* _Try it_:
Scan the lines below for the word "well". Copy each line you find it in.

* _Extracted records_:
#####
PR #10800, opened 2021-04-01
Set the BSC_CONTRACT_ADDRESS to lowercase

danjm:
Set the BSC_CONTRACT_ADDRESS to lowercase. This makes it consistent with other address constants and the way all addresses are handled in our front-end. This fixes a bug found while I was QAing where swaps transactions don't appear in token specific views while on binance.


Gudahtt:
>swaps transactions don't appear in token specific views while on binance.

How did the case of the address cause this to happen? :thinking:

tmashuang:
Is this the case where `txParams.to` is not checksummed?

danjm:
> How did the case of the address cause this to happen? thinking
@Gudahtt See Thomas' comment above

danjm:
But maybe then there is a question of why the `to` params are not checksummed... perhaps because we get it from the api?

danjm:
oh, we normalize it to lowercase in `addUnapprovedTransaction`

tmashuang (approved):
LGTM

PR #10802, opened 2021-04-01
Add support for locators into driver abstraction

brad-decker:
supersedes #10801 

Adds support for inline locators in driver element matcher methods, instead of using Selenium's `By` abstraction. In the interim, they ALSO accept the latter. Additional PRs will be set up to convert usages to remove the usage of `By`


Gudahtt (approved):
LGTM!

PR #10804, opened 2021-04-02
Refactoring address-book.spec.js to use fixtures

### LINKED ISSUE #10798: Refactor address-book.spec.js to follow pattern in metamask-extension/test/e2e/tests
This is part of #10754, and is the to-do item for the address-book.spec.js

NiranjanaBinoy:
Fixes: #10798 

Explanation:  

- Moved the file to test/e2e/tests
- The address-book.spec.js has 2 `it` parts first part adds a new address and second uses an existing address entry, first one is re-using `imported-account` and  a new state.json is added to `test/e2e/fixtures/address-entry` which is used in the second scenario.
- Updated run-all.sh to use the new test file.


Gudahtt (approved):
LGTM! I like where you chose to split the tests up, that worked out well

PR #10805, opened 2021-04-02
Update changelog headers and fix dates

Gudahtt:
The changelog release header format has been updated to match the ["keep a changelog" ](https://keepachangelog.com/en/1.0.0/) format. Each header is now the bracketed version number followed by a dash, then the release date in ISO-8601 format.

The release dates in each header were also updated to match the date of the corresponding [GitHub Release](https://github.com/MetaMask/metamask-extension/releases). Many of these dates were incorrect because they were set on the day we created the release candidate, rather than on the day of release.

Any changelog release entries without a corresponding GitHub release was left with the date already specified.

The three oldest release headers were missing dates. For the first two, I used the date of the version bump commit. For the third, I removed it since no changes were listed anyway, and it represented a range of releases rather than a single one.

The `auto-changelog.js` script has been updated to account for this new format as well.

Manual testing steps: 

For RC changelog updates with existing release header:
- Bump the `version` in `app/manifest/_base.json`, to simulate an RC-like environment
- Add a new release header to the changelog for the new version
- Run `yarn update-changelog`
- See that it places changelog entries under the new release header
 
For updates without a release header:
- Bump the `version` in `app/manifest/_base.json`, to simulate an RC-like environment
- Run `yarn update-changelog`
- See that it places changelog entries under the newly added release header

PR #10808, opened 2021-04-02
Add links to release headers

Gudahtt:
Each release header now includes a link to the range of commits included with that release. These links are at the end of the document, in accordance with the ["keep a changelog"](https://keepachangelog.com/en/1.0.0/) format.

For the purpose of this changelog, the "previous release" is the most recent release mentioned in the changelogs. The diffs ignore any releases that were omitted from the changelog. This is mainly an issue with older releases, so it seemed acceptable. All releases have been documented for a couple of years now, and will be going forward as well.

The name of the "Current Develop Branch" section was changed to "Unreleased" to confirm with "keep a changelog".

The `auto-changelog.js` script has been updated to update/add these links whenever adding a new release header as well.

Relates to #10752

Manual testing steps:  

For development changelog updates:
- Run `yarn update-changelog`
- See that it places changelog entries under 'Unreleased`

For RC changelog updates with existing release header:
- Bump the `version` in `app/manifest/_base.json`, to simulate an RC-like environment
- Add a new release header to the changelog for the new version
- Run `yarn update-changelog`
- See that it places changelog entries under the new release header along with a new release header link, and it updates the `Unreleased` link.
 
For updates without a release header:
- Bump the `version` in `app/manifest/_base.json`, to simulate an RC-like environment
- Run `yarn update-changelog`
- See that it places changelog entries under the newly added release header


Gudahtt:
This depends upon #10795 and #10805

development/auto-changelog.js
```diff
@@ -96,8 +96,22 @@ async function main() {
     const firstReleaseHeaderIndex = changelogLines.findIndex((line) =>
       line.match(/## \[\d+\.\d+\.\d+\]/u),
     );
+    const [, previousVersion] = changelogLines[firstReleaseHeaderIndex].match(
+      /## \[(\d+\.\d+\.\d+)\]/u,
+    );
     changelogLines.splice(firstReleaseHeaderIndex, 0, versionHeader, '');
     releaseHeaderIndex = firstReleaseHeaderIndex;
+
+    // Update release links
```
rekmarks, line 105: nit: "links" is a confusing reference. It would be better if the comment stated that it's rewriting the `Unreleased` link and inserting a link for new version.

development/auto-changelog.js
```diff
@@ -75,12 +75,12 @@ async function main() {
   const isReleaseCandidate = mostRecentVersion !== version;
   const versionHeader = `## [${version}]`;
   const escapedVersionHeader = escapeRegExp(versionHeader);
-  const currentDevelopBranchHeader = '## Current Develop Branch';
+  const currentDevelopBranchHeader = '## [Unreleased]';
```
rekmarks, line 78: This may be a preexisting issue, but I'm confused by the error thrown in side the `if` statement on L88 below, which will always have the message `Failed to find release header '## [Unreleased]'`, which should always (in terms of its natural language meaning) be false.

rekmarks (commented):
This will be a joy to use.

development/auto-changelog.js
Gudahtt: That error is to protect against the changelog getting malformed. If it can't find the "Unreleased" header, it can't know where to place the changelog entries so it blows up.

rekmarks: Some defensive programming. I'm all for it!

development/auto-changelog.js
Gudahtt: To be more specific, it's a link reference definition: https://github.github.com/gfm/#link-reference-definitions
I'll update the comment to better explain this.

Gudahtt: Addressed here: bad85c4fd6c825faffca9b2f89f2e9d928bfe6af

brad-decker (approved):
LGTM! nice work

rekmarks (approved):
LGTM!

PR #10819, opened 2021-04-04
Fix _getPermittedAccounts type safety

rekmarks:
`PermissionsController._getPermittedAccounts` could return an array or `null`, but it was used in `removeAllAccountPermissions` as though it could only return an array.

I don't believe it _would_ ever return anything other than an array as things stand, but it's not type safe, and we should fix it. Things with `getAccounts` in the name tend to only return arrays in our codebase, so I made `_getPermittedAccounts` only return arrays, and updated calls expecting `null` to expect an empty array instead.


darkwing (approved):
I very, very much like this change!  LGTM!

PR #10820, opened 2021-04-04
Refactoring signature-request.spec.js to use fixtures

### LINKED ISSUE #10806: Refactor signature-request.spec.js to follow pattern in metamask-extension/test/e2e/tests
This is part of #10754, and is the to-do item for the signature-request.spec.js

NiranjanaBinoy:
Fixes: #10806

Explanation:

- Moved the file to `test/e2e/tests`
- Updated `signature-request.spec.js` to use fixtures.
- Updated `run-all.sh` to use the new test file.
- Deleted the old `signature-request.spec.js` file


test/e2e/tests/signature-request.spec.js
```diff
@@ -0,0 +1,93 @@
...
+        assert.equal(await name.getText(), 'Ether Mail');
+        assert.equal(await origin.getText(), 'http://127.0.0.1:8080');
+        assert.equal(
+          await address.getText(),
+          `${publicAddress.slice(0, 8)}...${publicAddress.slice(
+            publicAddress.length - 8,
+          )}`,
+        );
+
+        // signs the transaction
```
Gudahtt, line 63: Nit: This is a mistake in the original test, but, the test description "signs the transaction" doesn't seem right :thinking: Since this isn't a transaction being signed here, it's typed data.

```suggestion
        // Approve signing typed data
```

test/e2e/tests/signature-request.spec.js
```diff
@@ -0,0 +1,93 @@
...
+        const addressInput = await driver.findElement(
+          By.css('.readonly-input__input'),
+        );
+        const newPublicAddress = await addressInput.getAttribute('value');
+        const accountModal = await driver.findElement(By.css('span .modal'));
+
+        await driver.clickElement(By.css('.account-modal__close'));
+
+        await driver.wait(until.stalenessOf(accountModal));
+        assert.equal(newPublicAddress.toLowerCase(), publicAddress);
```
Gudahtt, line 89: I'm not really sure why this last part was included with the test :thinking: It doesn't seem especially relevant.

```suggestion
```

Gudahtt: We don't ever confirm that the signature worked though. That seems like a problem.

We could confirm it worked by switching to the test dapp and checking for a result (it should say "Result: [hash]" if it worked. Then there is a "Verify" button to verify the signature, though that verification step is unnecessary if we know the exact hash to expect.

I won't block on adding a last step to confirm that the signature worked though, since it's a pre-existing problem. That can happen in a separate PR if you'd prefer.

Gudahtt (commented):
Looks good! I think we can remove more from the end, but I can approve after that.

I think the last section was intended to verify the signature, but it doesn't actually do that unfortunately.

Gudahtt (approved):
LGTM!

PR #10826, opened 2021-04-05
Update dependabot to standard settings

darkwing:
Puts our dependabot in line with new template.  The only consideration is whether we want to remove `"@metamask/*"` -- we may get an avalanche of non-MM repo dependency updates. (i.e. react widgets, etc.)

### DIFF
--- a/.github/dependabot.yml
+++ b/.github/dependabot.yml
@@ -7,6 +7,9 @@ updates:
     directory: "/"
     schedule:
       interval: "daily"
+      time: "06:00"
     allow:
       - dependency-name: "@metamask/*"
-    versioning-strategy: "lockfile-only"
+    target-branch: "develop"
+    versioning-strategy: "increase-if-necessary"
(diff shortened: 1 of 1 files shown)


Gudahtt:
The 'standard settings' in the template repo are more appropriate for libraries. That's where lockfile-only changes aren't useful.

Since this is the end product, lockfile changes do impact the final build. If we don't ask Dependabot to update `@metamask/*` lockfile dependencies, we're back to manually doing it ourselves.

Maybe we could use the standard "increase-if-necessary" style configuration for _all_ dependencies, but keep the "lockfile-only" configuration for internal dependencies? That would alert us whenever substantial dependency changes were made that might deserve our attention, but wouldn't bother us about every little patch that we might not care about.

Gudahtt:
Nevermind, `update-if-necessary` still does lockfile-only updates. I misunderstood.

PR #10831, opened 2021-04-06
Removing unnecessary params from withFixtures function call.

NiranjanaBinoy:
Removing the `dapp=true` parameter from `withFixtures` function call on the tests that are not using the Dapp.


Gudahtt (approved):
LGTM, good catch!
#####
* _Expected answer_:
LGTM! I like where you chose to split the tests up, that worked out well
The `auto-changelog.js` script has been updated to account for this new format as well.
For the purpose of this changelog, the "previous release" is the most recent release mentioned in the changelogs. The diffs ignore any releases that were omitted from the changelog. This is mainly an issue with older releases, so it seemed acceptable. All releases have been documented for a couple of years now, and will be going forward as well.
The `auto-changelog.js` script has been updated to update/add these links whenever adding a new release header as well.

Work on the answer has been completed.